Question: Questions regarding SVA batch effect normalizazion into DeSeq2 workflow
0
3.5 years ago by
wariobrega0 wrote:

Hello Everyone,

I'm currently analyzing a series of RNA-Seq experiments that are splitted into 4 runs. In order to account for the batch effect of each experiments, I'm trying to correct my gene counts using sva, as recommended inside the Bioconductor RNASeq workflow (http://www.bioconductor.org/help/workflows/rnaseqGene/#removing-hidden-batch-effects)
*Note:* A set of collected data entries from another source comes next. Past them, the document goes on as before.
PR #3359, opened 2017-06-06
legend perf improvement

### LINKED ISSUE #3089: calculating legend layout during draw is extremely slow
Calling redraw on a legend with 431 items locks the browser for 9 seconds. Culprit seems to be [Legend._calculateLayoutInfo](https://github.com/palantir/plottable/blob/develop/src/components/legend.ts#L162-L191)

screen shot 2016-07-23 at 5 44 34 pm

Seems like an easy performance win to speed up draw times. Especially important since the responsive strategy for plottable is to redraw on resize events!

hellochar:
Just use CacheMeasurer everywhere

Fixes #3089

### DIFF
--- a/tslint.json
+++ b/tslint.json
@@ -2,6 +2,11 @@
   "rules": {
     "align": [true, "parameters", "statements"],
     "arrow-parens": true,
+    "ban": [
+      true,
+      "eval",
+      { "name": ["Typesettable", "Measurer"], "message": "Use CacheMeasurer instead" }
+    ],
     "interface-name": [true, "always-prefix"],
     "ordered-imports": true,
     "no-boolean-literal-compare": true,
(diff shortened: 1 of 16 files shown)


themadcreator:
I think I had originally gone through and replaced every since measurer with a cachemeasurer, but some of the plots didn't match after that. How thoroughly did you review the existing dev examples?

hellochar:
Not closely. Do you remember what the issue was?

tslint.json
```diff
@@ -2,6 +2,11 @@
   "rules": {
     "align": [true, "parameters", "statements"],
     "arrow-parens": true,
+    "ban": [
+      true,
+      "eval",
+      { "name": ["Typesettable", "Measurer"], "message": "Use CacheMeasurer instead" }
```
themadcreator, line 8: heh. 👍

themadcreator (approved):
Cool, LGTM

PR #663, opened 2024-04-19
feat: rsc-analyze-boundary

QDyanbing:
use client/server 判断有边界问题


dai-shi:
See #664 discussion.
Unless we observe a real problem, let's wait for a moment. Let us know if there's a real problem. Closing it for now, but thanks for your suggestion.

As I proceed in this phase, I got very confused regarding the methods and the procedures, so I wonder if you could answer me to these questions:

1) Do I need to account for the batch effect when I specify the design in the dds creation? e.g.: assuming that I'm screening for the differences between two different cell types, should I say design = ~type + batch or just design = type? Why?
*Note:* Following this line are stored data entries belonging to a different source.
PR #664, opened 2024-04-19
fix: resolve use client/server boundary problem

jeasonnow:
Resolve the current issue with the ‘use client/server’ directive that involves ambiguity in the boundary of instruction resolution during compilation.

### DIFF
--- a/packages/waku/src/lib/plugins/vite-plugin-rsc-analyze.ts
+++ b/packages/waku/src/lib/plugins/vite-plugin-rsc-analyze.ts
@@ -34,17 +34,38 @@ export function rscAnalyzePlugin(
           syntax: 'typescript',
           tsx: ext.endsWith('x'),
         });
+        // to fix the issue that the directive is not at the top of the file
+        let isDirective = true;
+        
         for (const item of mod.body) {
           if (
             item.type === 'ExpressionStatement' &&
             item.expression.type === 'StringLiteral'
           ) {
             if (item.expression.value === 'use client') {
-              clientEntryCallback(id);
-              fileHashMap.set(id, await hash(code));
+              if (!isDirective) {
+                const e = {
+                  messageText:
+                    'The `"use client"` directive must be put at the top of the file.',
+                }
+                throw e;
+              } else {
+                clientEntryCallback(id);
+                fileHashMap.set(id, await hash(code));
+              }
             } else if (item.expression.value === 'use server') {
-              serverEntryCallback(id);
+              if (!isDirective) {
+                const e = {
+                  messageText:
+                    'The `"use server"` directive must be put at the top of the file.',
+                }
+                throw e
+              } else {
+                serverEntryCallback(id); 
+              }
             }
+          } else {
+            isDirective = false;
           }
         }
       }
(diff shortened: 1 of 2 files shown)


jeasonnow:
https://github.com/dai-shi/waku/pull/663 
和这个是同样的问题

packages/waku/src/lib/plugins/vite-plugin-rsc-analyze.ts
```diff
@@ -34,17 +34,38 @@ export function rscAnalyzePlugin(
...
             item.type === 'ExpressionStatement' &&
             item.expression.type === 'StringLiteral'
           ) {
             if (item.expression.value === 'use client') {
-              clientEntryCallback(id);
-              fileHashMap.set(id, await hash(code));
+              if (!isDirective) {
+                const e = {
+                  messageText:
+                    'The `"use client"` directive must be put at the top of the file.',
```
dai-shi, line 49: Is there any requirement for this?

What's the exact problem you faced?

dai-shi:
Thanks for the suggestion. We will be working on a rewrite for the next version, so I won't be merging this.

But, we want to hear the problem.

packages/waku/src/lib/plugins/vite-plugin-rsc-analyze.ts
jeasonnow: I haven’t faced any issues related to this. I’m just doing this to make sure the compiled code follows React’s guidelines for the use-client directive: https://react.dev/reference/react/use-client#use-client.

In the current code, writing it like this also work like this:
```typescript
import { useState } from 'react';


export const Counter = () => {
  const [count, setCount] = useState(0);
  'use server';

  const handleIncrement = () => setCount((c) => c + 1);

  return (
      <div>Count: {count}</div>
      <button
        onClick={handleIncrement}
        className="rounded-sm bg-black px-2 py-0.5 text-sm text-white"
      >
        Increment
      </button>
    </section>
  );
};

```

dai-shi: Yeah, because inline directive aren't supported.
There's an issue that Vite adds import statements before the directive.

> 'use client' must be at the very beginning of a file, above any imports or other code (comments are OK). They must be written with single or double quotes, but not backticks.

Anyway, I will work on it later. Thanks for sharing your thought.

jeasonnow: Sorry, there’s a bit of a problem with my description. The way I’ve written it might cause the entire component to be mistakenly recognized as a server component and packaged. I hope this issue can be fixed in future versions, thx

dai-shi: > might cause the entire component to be mistakenly recognized as a server component

Currently, no, because we only check top-level directives.
But, in the future when we support inline directives, it might be a server action.

Anyway, if we only use beginning directive as you suggest, it should be fine. (I'm not sure if we error it, maybe eslint rule should warn it.)

dai-shi:
Closing this as it's not planned currently. Stay tuned for a rewrite.

PR #667, opened 2024-04-23
chore: set up vitest and ts-expect

pmelab:
Minimal setup of `vitest` and `ts-expect`.

### DIFF
--- a/packages/waku/tests/config.test.ts
+++ b/packages/waku/tests/config.test.ts
@@ -1,5 +1,5 @@
 import { test, expect } from 'vitest';
-import { type Config, defineConfig } from 'waku/config';
+import { type Config, defineConfig } from '../src/config.js';
 import { expectType } from 'ts-expect';
 
 // Absolutely meaningless unit and type test examples.
--- a/vitest.config.ts
+++ b/vitest.config.ts
@@ -1,0 +1,8 @@
+import { defineConfig } from 'vitest/config';
+
+export default defineConfig({
+  test: {
+    // Don't match "*.spec.ts" (like the vitest default does). They are for playwright.
+    include: ['**/*.test.?(c|m)[jt]s?(x)'],
+  },
+});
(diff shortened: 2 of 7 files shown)


vitest.config.ts
```diff
@@ -0,0 +1,8 @@
+import { defineConfig } from 'vitest/config';
+
+export default defineConfig({
+  test: {
+    // Don't match "*.spec.ts" (like the vitest default does). They are for playwright.
+    include: ['**/*.test.?(c|m)[jt]s?(x)'],
```
dai-shi, line 6: Can we put tests file in `./tests`? Also, what's `?` after `.` for?

dai-shi (commented):
Thanks for working on it. Just one comment.

vitest.config.ts
pmelab: `./tests` on the root level or in `packages/waku`?

And that brings another question:

I added `vitest` and `ts-expect` to the root level, since there is the `test` command, but I'm not sure if it would make more sense to have them in `packages/waku` only. Also not sure where the test fail comes from, but it smells like its related to directories.

dai-shi: > ./tests on the root level or in packages/waku?

I prefer `packages/waku/tests`.

> I added vitest and ts-expect to the root level, since there is the test command, but I'm not sure if it would make more sense to have them in packages/waku only.

Not sure either. @Aslemammad @himself65 thoughts?

himself65: packages/waku/tests seems good to me

packages/waku/tests/config.test.ts
himself65, line 1: Here are some of my ideas about the vitest test. Can we test each single Vite plugin (like rsc-transform-plugin)? Or we could snapshot the build output for fixture inputs

dai-shi (approved):
LGTM
Thanks!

2)in the RNASeq bioconductor workflow, when exporting the counts matrix to sva, it assumed that the data has already been normalized. Specifically,  counts are exported in this fashion:

dat <- counts(dds, normalized=TRUE

This seems pretty confusing to me, as my understanding is that it is needed to remove the batch effect before performing the normalization. Is this true for DeSeq2? Do I need only to Estimate the size Factor before performing sva normalization? Do you have code examples that you can share?

3) Do you have examples other than the one reported in the tutorial for the batch effect removal? Are there any other bioConductor libraries that integrates the batch effect normalization into the DeSeq2 Workflow?

Apologies if the questions sounds naive, I'm a self learner and I think I still have a long road to walk!

Daniele

sva deseq2 batch effect • 3.5k views
modified 3.5 years ago by Michael Love25k • written 3.5 years ago by wariobrega0
Answer: Questions regarding SVA batch effect normalizazion into DeSeq2 workflow
3
3.5 years ago by
Michael Love25k
United States
Michael Love25k wrote:

1) Do I need to account for the batch effect when I specify the design in the dds creation? e.g.: assuming that I'm screening for the differences between two different cell types, should I say design = ~type + batch or just design = type? Why?

If you have a known batch variable, you should include it in the colData and the design. If you put ~batch + type, then you can call results(dds) and it will know to grab the results for the last variable, "type".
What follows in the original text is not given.